(Stored items)
***
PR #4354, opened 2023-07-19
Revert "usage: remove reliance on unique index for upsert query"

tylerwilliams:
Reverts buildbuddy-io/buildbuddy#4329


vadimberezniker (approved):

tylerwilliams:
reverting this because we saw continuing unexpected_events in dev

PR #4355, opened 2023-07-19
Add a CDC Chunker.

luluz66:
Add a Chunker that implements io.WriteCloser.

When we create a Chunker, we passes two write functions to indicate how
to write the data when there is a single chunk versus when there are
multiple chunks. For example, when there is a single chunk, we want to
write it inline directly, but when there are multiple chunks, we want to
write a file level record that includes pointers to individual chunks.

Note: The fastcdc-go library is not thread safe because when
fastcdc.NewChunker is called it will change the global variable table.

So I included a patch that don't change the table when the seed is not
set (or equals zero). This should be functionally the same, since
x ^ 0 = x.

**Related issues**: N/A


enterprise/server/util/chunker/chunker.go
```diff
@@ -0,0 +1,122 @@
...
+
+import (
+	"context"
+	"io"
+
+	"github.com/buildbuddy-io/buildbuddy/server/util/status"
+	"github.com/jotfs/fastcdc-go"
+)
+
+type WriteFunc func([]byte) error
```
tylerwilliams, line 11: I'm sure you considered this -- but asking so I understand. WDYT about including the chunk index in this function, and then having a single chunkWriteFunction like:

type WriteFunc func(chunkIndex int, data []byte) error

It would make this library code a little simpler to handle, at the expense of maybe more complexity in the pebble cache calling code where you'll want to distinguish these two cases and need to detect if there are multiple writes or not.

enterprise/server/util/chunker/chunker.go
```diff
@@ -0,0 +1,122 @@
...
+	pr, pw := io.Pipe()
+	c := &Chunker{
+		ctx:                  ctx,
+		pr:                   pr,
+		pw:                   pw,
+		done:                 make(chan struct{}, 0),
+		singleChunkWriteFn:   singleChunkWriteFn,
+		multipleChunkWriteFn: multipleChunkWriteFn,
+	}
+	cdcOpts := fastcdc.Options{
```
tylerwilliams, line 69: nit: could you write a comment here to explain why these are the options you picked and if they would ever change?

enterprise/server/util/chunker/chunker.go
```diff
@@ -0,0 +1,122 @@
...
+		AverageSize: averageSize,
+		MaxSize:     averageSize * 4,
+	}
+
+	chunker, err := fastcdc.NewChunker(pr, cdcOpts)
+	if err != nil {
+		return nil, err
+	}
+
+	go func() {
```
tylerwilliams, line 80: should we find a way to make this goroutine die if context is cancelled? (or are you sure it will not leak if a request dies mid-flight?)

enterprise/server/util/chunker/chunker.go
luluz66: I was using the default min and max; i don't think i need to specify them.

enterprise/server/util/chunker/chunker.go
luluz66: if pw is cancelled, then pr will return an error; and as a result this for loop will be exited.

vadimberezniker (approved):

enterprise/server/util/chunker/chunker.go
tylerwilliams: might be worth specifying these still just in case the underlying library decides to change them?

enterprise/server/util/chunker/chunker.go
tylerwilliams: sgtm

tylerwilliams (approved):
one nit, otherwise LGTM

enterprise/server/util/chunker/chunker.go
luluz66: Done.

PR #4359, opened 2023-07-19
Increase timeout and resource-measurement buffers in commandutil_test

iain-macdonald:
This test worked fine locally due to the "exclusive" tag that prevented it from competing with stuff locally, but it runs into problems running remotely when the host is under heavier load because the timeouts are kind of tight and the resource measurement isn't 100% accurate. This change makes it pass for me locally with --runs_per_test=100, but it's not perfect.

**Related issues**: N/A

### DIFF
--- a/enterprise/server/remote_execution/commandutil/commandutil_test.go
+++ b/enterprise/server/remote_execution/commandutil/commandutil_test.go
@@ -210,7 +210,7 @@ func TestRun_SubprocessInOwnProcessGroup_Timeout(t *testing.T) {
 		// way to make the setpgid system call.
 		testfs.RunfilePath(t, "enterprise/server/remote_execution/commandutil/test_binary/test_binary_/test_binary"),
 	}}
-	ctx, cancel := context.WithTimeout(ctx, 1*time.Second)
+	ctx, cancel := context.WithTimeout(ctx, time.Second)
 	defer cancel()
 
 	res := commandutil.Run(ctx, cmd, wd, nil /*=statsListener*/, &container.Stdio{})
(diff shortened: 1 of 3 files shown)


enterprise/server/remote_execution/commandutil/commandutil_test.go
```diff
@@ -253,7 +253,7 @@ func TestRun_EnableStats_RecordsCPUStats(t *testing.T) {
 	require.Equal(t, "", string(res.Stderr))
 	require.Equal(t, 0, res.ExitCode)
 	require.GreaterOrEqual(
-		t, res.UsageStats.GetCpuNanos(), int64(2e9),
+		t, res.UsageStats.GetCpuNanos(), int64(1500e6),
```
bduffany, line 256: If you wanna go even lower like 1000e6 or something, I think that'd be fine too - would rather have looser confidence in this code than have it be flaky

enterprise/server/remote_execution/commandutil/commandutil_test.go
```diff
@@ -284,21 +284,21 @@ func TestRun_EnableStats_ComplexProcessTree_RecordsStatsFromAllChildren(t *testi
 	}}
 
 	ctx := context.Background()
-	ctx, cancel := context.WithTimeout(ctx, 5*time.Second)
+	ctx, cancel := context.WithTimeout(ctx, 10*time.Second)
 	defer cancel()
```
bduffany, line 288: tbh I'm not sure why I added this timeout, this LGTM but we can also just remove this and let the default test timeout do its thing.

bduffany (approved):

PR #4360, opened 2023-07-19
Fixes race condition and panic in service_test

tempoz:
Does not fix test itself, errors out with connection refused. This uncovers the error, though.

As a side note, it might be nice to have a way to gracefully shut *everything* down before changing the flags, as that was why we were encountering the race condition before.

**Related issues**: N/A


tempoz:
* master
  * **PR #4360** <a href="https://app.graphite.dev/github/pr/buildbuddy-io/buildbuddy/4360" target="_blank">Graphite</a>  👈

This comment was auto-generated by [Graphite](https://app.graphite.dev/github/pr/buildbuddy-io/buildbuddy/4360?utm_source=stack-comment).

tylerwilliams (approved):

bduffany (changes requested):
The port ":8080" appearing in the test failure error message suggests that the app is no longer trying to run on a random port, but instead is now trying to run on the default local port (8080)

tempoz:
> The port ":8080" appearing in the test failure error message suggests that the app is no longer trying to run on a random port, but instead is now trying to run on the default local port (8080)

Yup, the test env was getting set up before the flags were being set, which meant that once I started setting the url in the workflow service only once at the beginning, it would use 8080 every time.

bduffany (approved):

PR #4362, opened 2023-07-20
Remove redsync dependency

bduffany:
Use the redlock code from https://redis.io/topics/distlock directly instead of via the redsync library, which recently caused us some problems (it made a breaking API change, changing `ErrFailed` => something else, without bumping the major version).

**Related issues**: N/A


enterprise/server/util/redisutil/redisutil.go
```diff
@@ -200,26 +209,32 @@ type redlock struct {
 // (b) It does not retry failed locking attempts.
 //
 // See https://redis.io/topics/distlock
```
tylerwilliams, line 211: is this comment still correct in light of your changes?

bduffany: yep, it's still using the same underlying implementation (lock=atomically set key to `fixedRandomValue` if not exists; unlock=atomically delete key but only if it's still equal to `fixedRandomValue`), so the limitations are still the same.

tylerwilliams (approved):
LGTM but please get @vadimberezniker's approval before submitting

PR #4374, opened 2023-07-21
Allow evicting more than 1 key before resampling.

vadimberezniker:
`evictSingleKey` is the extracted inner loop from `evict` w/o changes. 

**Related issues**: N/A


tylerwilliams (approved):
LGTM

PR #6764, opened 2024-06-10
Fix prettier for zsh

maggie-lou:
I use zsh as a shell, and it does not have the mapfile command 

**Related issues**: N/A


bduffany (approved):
***
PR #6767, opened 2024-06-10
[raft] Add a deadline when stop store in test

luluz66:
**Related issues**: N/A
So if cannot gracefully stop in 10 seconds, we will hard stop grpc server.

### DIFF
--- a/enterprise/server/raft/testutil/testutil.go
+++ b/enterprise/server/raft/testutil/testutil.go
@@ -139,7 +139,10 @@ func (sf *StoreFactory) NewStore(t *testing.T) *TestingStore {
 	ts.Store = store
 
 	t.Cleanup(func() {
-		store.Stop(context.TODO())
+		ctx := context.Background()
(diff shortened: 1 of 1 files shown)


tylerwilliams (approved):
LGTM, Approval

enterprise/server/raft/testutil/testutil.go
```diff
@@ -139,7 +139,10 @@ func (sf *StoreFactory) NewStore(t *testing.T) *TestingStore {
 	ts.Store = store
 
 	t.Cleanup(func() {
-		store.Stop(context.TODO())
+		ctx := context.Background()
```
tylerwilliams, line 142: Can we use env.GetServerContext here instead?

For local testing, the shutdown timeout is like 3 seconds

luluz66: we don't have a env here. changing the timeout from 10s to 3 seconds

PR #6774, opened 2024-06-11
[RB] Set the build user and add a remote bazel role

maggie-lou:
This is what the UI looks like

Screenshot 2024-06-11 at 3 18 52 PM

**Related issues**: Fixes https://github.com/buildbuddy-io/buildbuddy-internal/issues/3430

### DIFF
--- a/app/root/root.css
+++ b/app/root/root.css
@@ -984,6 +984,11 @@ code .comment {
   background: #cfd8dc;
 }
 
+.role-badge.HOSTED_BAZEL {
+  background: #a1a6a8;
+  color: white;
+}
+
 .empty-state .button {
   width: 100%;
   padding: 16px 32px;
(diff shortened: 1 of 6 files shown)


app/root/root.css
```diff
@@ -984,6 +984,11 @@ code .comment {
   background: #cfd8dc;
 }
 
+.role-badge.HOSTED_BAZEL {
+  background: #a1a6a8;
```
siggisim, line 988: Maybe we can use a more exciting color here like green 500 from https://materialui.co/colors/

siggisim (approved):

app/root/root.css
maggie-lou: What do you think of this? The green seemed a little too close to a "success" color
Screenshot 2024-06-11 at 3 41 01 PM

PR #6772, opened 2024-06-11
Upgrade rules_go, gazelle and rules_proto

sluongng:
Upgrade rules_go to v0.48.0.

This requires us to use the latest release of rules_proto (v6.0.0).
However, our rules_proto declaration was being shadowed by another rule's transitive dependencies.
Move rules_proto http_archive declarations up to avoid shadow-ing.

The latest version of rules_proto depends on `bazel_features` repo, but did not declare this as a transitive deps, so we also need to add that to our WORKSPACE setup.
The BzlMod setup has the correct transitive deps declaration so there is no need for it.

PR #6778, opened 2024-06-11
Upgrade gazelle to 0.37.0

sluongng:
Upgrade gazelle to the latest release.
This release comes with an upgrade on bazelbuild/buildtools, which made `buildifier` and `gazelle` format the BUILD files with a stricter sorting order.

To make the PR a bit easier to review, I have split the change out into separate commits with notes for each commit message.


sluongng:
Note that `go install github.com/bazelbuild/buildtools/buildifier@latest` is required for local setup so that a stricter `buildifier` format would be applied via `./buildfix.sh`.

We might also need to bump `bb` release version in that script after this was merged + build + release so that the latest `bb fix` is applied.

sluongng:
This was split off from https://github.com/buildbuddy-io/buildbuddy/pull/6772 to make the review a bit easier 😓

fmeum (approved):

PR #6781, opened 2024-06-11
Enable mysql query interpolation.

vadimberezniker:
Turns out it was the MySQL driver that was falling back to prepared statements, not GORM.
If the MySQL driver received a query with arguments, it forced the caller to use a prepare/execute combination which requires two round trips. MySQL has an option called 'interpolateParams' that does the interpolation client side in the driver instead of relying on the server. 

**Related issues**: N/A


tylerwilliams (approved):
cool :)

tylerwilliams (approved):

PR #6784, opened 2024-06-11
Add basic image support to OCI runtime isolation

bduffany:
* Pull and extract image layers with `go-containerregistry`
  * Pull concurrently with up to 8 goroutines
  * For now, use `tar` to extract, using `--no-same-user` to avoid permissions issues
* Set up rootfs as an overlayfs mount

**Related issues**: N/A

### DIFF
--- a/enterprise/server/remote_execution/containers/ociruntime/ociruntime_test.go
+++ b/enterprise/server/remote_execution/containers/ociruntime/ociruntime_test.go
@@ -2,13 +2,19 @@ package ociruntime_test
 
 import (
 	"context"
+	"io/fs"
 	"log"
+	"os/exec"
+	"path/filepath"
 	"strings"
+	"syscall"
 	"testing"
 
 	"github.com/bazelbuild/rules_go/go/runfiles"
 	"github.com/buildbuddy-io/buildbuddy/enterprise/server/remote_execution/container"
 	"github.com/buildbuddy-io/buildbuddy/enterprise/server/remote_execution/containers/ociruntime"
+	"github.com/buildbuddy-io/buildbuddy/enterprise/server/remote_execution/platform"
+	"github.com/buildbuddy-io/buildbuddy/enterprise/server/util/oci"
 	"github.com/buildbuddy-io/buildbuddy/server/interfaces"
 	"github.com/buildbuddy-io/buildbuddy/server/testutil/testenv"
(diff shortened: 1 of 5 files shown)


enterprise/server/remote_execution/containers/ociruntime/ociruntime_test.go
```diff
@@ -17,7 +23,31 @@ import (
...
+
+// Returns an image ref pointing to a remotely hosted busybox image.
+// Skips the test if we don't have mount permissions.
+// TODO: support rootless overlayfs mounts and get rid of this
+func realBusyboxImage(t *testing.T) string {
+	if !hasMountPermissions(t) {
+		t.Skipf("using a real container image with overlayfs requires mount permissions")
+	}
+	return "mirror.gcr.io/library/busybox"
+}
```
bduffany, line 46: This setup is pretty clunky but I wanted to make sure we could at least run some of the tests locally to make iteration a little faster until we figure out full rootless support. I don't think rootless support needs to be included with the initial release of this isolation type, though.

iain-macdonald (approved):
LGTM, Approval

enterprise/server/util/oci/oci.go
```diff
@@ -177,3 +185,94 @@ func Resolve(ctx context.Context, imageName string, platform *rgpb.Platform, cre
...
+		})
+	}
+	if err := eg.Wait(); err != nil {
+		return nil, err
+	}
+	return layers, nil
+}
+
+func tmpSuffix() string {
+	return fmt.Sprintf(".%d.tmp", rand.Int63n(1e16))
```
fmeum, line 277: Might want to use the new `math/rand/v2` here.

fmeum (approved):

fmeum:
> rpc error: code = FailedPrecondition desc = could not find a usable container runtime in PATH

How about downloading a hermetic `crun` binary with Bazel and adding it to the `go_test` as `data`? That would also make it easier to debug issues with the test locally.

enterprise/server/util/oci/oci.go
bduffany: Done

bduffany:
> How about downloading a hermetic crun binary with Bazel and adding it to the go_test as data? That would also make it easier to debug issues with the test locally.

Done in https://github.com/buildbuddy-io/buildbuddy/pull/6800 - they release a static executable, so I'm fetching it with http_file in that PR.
***
*INSTRUCTIONS FOR THE TASK:*
Return, with no change at all, every line in the entries above from the line containing "PR #4354, opened 2023-07-19" through the line containing "When we create".

*COMPLETED TASK:*
PR #4354, opened 2023-07-19
Revert "usage: remove reliance on unique index for upsert query"

tylerwilliams:
Reverts buildbuddy-io/buildbuddy#4329


vadimberezniker (approved):

tylerwilliams:
reverting this because we saw continuing unexpected_events in dev

PR #4355, opened 2023-07-19
Add a CDC Chunker.

luluz66:
Add a Chunker that implements io.WriteCloser.

When we create a Chunker, we passes two write functions to indicate how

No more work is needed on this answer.